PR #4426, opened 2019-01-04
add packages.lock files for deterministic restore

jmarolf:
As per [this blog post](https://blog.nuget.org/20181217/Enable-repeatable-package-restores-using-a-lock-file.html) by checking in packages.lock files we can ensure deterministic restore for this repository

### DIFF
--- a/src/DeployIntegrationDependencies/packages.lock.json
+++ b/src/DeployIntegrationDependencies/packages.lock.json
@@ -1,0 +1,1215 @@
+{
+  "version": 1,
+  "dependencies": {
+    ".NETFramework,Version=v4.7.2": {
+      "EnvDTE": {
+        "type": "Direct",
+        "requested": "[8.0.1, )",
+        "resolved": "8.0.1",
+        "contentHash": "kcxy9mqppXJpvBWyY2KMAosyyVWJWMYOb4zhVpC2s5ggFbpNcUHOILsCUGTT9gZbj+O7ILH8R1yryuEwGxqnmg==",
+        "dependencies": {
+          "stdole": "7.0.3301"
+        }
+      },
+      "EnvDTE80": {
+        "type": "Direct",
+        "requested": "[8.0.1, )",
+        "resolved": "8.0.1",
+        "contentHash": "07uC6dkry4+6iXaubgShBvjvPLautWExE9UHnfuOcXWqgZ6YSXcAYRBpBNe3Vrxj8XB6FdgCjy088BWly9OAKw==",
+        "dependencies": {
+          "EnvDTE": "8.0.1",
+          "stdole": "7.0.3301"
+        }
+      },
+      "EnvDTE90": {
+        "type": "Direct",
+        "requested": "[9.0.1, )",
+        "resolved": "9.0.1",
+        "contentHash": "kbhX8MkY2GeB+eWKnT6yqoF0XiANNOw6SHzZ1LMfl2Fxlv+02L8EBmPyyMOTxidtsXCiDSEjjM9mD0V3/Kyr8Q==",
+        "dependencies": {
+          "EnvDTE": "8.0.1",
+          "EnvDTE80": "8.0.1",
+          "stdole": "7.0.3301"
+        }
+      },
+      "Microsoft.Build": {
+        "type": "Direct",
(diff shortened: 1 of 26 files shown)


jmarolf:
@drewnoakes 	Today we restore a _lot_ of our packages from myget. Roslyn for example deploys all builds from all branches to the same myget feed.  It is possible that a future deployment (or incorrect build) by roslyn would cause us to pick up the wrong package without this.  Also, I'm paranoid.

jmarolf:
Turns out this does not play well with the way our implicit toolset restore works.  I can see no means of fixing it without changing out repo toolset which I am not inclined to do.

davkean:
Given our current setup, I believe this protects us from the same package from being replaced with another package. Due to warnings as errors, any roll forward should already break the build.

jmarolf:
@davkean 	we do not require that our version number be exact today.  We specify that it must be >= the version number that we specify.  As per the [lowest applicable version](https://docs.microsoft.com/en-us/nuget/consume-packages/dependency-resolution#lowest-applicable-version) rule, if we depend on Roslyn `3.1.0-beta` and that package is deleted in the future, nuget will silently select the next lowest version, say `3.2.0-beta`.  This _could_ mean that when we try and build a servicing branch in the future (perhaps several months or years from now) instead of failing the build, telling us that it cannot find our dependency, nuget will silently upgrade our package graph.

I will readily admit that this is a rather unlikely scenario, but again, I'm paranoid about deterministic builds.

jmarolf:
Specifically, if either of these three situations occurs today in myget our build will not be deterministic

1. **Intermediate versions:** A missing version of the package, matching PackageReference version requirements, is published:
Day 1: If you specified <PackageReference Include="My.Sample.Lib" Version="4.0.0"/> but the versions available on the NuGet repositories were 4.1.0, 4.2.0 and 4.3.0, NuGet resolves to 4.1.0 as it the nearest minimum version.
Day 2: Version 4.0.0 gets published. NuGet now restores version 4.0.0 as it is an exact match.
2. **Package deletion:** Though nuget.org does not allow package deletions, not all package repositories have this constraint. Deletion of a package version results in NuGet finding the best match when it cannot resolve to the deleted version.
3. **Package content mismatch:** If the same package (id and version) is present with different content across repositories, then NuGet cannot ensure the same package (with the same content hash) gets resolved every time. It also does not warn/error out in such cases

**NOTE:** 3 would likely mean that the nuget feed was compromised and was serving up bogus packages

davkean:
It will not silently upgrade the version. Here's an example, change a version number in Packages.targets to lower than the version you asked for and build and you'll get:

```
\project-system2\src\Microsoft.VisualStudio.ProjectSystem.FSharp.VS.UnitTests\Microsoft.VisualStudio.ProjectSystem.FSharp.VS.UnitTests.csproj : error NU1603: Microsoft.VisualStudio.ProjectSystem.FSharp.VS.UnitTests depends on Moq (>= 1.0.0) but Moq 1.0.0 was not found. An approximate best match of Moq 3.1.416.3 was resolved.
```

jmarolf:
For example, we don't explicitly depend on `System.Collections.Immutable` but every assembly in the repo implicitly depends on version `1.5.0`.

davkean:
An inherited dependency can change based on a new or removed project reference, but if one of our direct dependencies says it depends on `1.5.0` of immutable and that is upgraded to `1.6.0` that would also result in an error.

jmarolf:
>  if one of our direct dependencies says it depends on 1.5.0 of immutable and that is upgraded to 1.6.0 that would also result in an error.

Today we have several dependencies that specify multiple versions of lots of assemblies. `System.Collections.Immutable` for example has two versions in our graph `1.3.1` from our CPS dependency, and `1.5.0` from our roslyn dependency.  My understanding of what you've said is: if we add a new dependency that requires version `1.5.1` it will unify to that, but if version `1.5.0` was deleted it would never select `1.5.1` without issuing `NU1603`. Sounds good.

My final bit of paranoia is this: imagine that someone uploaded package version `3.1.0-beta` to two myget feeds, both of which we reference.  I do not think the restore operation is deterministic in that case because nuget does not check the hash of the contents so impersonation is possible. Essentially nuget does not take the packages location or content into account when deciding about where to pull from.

Exercise :: For the material above, the answer must be only the number of lines holding the word "ensure".

Task response :: 2